Look through the entries below and say how many lines contain the string "SameSite". Give the number only.

# RECORDS:
=-=-=

PR #215, opened 2019-11-22
Add support for SameSite session cookies

mentalstring:
Starting from PHP 7.3 there's native support for [SameSite cookies](https://web.dev/samesite-cookies-explained/) ([RFC6265bis](https://tools.ietf.org/html/draft-ietf-httpbis-rfc6265bis-02)) which requires using a new session_get_cookie_params() parameter syntax.

### DIFF
--- a/test/unit/response/sfWebResponseTest.php
+++ b/test/unit/response/sfWebResponseTest.php
@@ -288,7 +288,7 @@ $t->is($response->clearJavascripts(), array(), '->clearJavascripts() removes all
 // ->setCookie() ->getCookies()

=-=-=

# PROBLEM SOLUTION:
2